The Par-4 protein can interact with PKCζ via the leucine zipper domain in the COOH-terminal region and it has been reported that the Par-4/PKCζ cassette is an important regulator of Akt activation. This effect most likely secondary to the ability of PKCζ to directly phosphorylate Ser-124 of Akt with a subsequent impact on the phosphorylation of residue Ser-473 that is critical for regulating Akt activity and function [35].

In the present study, our results demonstrate that Par-4-specific siRNA transfection significantly ameliorated the downregulation of VEGF protein expression induced by H₂O₂ treatment of renal proximal tubule cells. Moreover, PI3K/Akt inhibitor LY294002 effectively reduced VEGF expression, indicating the regulatory effects of Par-4 suppression on VEGF expression was partially PI3K/Akt signaling pathway. Consistently, previous studies had demonstrated that VEGF promoted survival of renal epithelial cells and activation of PI3K/Akt could increase VEGF transcription [27, 30, 31].

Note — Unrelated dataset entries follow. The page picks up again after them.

PR #15665, opened 2024-10-05
Unified `Transform` blend stack

mweatherley:
# Objective

Because curve-based animation (#15434) supports animating things based on arbitrary curves, it would be good to support `Curve<Transform>`. Unfortunately, the `TransformCurve` wrapper had to be killed in the migration to blend stacks (#15589, #15598) because `Transform` would fight with all of its parts over write access to the actual `Transform` component.

The goal of this PR is to reintroduce `TransformCurve` by making all the animated parts of `Transform` (`TranslationCurve`, `RotationCurve`, `ScaleCurve`) share the same blend stack. This allows `TransformCurve` to function by sharing the same blend stack with all of them, so they simply blend harmoniously instead of fighting over the same component data.

## Solution

A new `Animatable` type `TransformParts` has been introduced:
```rust
/// Basically `Transform`, but with every part optional. Note that this is the true
/// output of `Transform` animation, since individual parts may be unconstrained
/// if they lack an animation curve to control them. 
#[derive(Default, Debug, Clone, Reflect)]
pub(crate) struct TransformParts {
    translation: Option<Vec3>,
    rotation: Option<Quat>,
    scale: Option<Vec3>,
}
```

Subsequently, `TranslationCurve`, `RotationCurve`, `ScaleCurve`, and `TransformCurve` all share a single blend stack where the individual elements are `TransformParts`. For example, when `TranslationCurve` contributes an element to the blend stack, it sets the `rotation` and `scale` components to be `None`, and you can probably guess how everything else goes from there; the only wrinkle is that when multiple curves are added from the same animation clip, they append to the same element on top of the stack instead of each getting their own element — this is for compatibility with assumptions in graph evaluation.

An example `transform_curve_animation` has been added which shows a procedural animation defined by a `Curve<Transform>` with an animation defined by a `Curve<Vec3>` additively blended on top. 

## Testing

Tested on `many_foxes` and found little to no performance difference. Testing on `animation_graph` helps assure that nothing broke in the migration to the unified blend stack.

Screenshot 2024-10-07 at 8 18 47 AM

---

## Showcase

```rust
// Allocate an animation clip.
let mut clip = AnimationClip::default();

// This curve describes the position of the ship over time.
let wobbly_circle_curve =
    function_curve(Interval::new(0.0, std::f32::consts::TAU).unwrap(), |t| {
        vec3(t.sin() * 5.0, t.sin() * 1.5, t.cos() * 5.0)
    });

// This curve uses the position of the ship to make its inward wing point toward
// the center of the platform that we'll position.
let transform_curve = wobbly_circle_curve.map(|position| {
    Transform::from_translation(position).aligned_by(
        Dir3::NEG_X,
        vec3(0.0, -2.0, 0.0) - position,
        Dir3::Y,
        Dir3::Y,
    )
});

clip.add_curve_to_target(animation_target_id, TransformCurve(transform_curve));
```

https://github.com/user-attachments/assets/4181d705-3377-4323-9502-602836f4ac8d


mweatherley:
Closing because as of #16484 this would need to be completely reworked.

PR #15666, opened 2024-10-05
Split out bevy_mesh from bevy_render 

atlv24:
# Objective

- bevy_render is gargantuan

## Solution

- Split out bevy_mesh

## Testing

In conclusion, our results suggested that Par-4 gene silencing protected renal proximal tubule cells from oxidative stress-induced apoptosis. The anti-apoptotic effect of Par-4 suppression is partially dependent on PI3K/Akt signal transduction, which ameliorated oxidative stress-downregulated expression of VEGF. Our findings may be useful to clarify the molecular mechanisms responsible for oxidative stress associated kidney disease, which benefits the therapy as well.

This work was supported by the Natural Science Foundation of Jiangsu Province of China (BK2007244), the National Natural Science Foundation of China (30872804), the Medical Academic Key Talent Program of Jiangsu Province in China (RC2007050), the Medical Grant of Scientific and Technological Development from the Health Department of Jiangsu Province in China (No. H200901), and the China Postdoctoral Science Foundation (20070411062).